> **WHAT YOU SHOULD DO**
Go from the first line below to the one with "When a browser" and print each line exactly.

(Dataset entries)
PR #151, opened 2026-07-11
feat(image): convert HEIC paste uploads to JPEG

aakhter:
## Summary

When a browser pastes an HEIC image (common on macOS/iOS when files aren't normalised to JPEG), the paste-image route now converts it server-side to JPEG via `heic-convert` before writing to `.claude-images/`.

- Adds `convertHeicToJpeg()` helper that imports `heic-convert` dynamically, validates the output has valid JPEG magic bytes before returning
- HEIC/HEIF extensions and MIME types are now in the `ALLOWED_IMAGE_EXTS` set (they were already listed in the MIME match but the set was missing them)
- Conversion runs before the `.claude-images/` dir setup so `ext` is already `.jpg` when the filename is generated
- Returns HTTP 415 if conversion fails (unsupported media type)
- Adds `src/types/heic-convert.d.ts` type declarations
- Integration test: uploads a HEIC file, asserts the route converts it and returns a `.jpg` path

## Test plan

- [x] `npx tsc --noEmit` — 0 errors
- [x] `npm run lint` — clean
- [x] `npx prettier --check` — clean
- [x] `npm test -- test/routes/session-routes.test.ts` — 54/54 passed (including new HEIC test)
- [x] `npm run build` — clean

Co-authored-by: Saqeb Akhter <saqeb.akhter@gmail.com>


Ark0N:
Merged — thank you @aakhter! HEIC→JPEG conversion removes a real iPhone paste-flow papercut. Review moved the decode off the main thread (a worker with resourceLimits + timeout — synchronous WASM decode was freezing every session's streaming for seconds per photo), capped concurrency via the existing conversion limiter, added a 64MP pre-decode guard (a <1MB crafted header could force a multi-GB allocation), and switched detection to magic bytes so mislabeled Android HEIFs convert too. 🙏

> **EXERCISE RESULT**
PR #151, opened 2026-07-11
feat(image): convert HEIC paste uploads to JPEG

aakhter:
## Summary

When a browser pastes an HEIC image (common on macOS/iOS when files aren't normalised to JPEG), the paste-image route now converts it server-side to JPEG via `heic-convert` before writing to `.claude-images/`.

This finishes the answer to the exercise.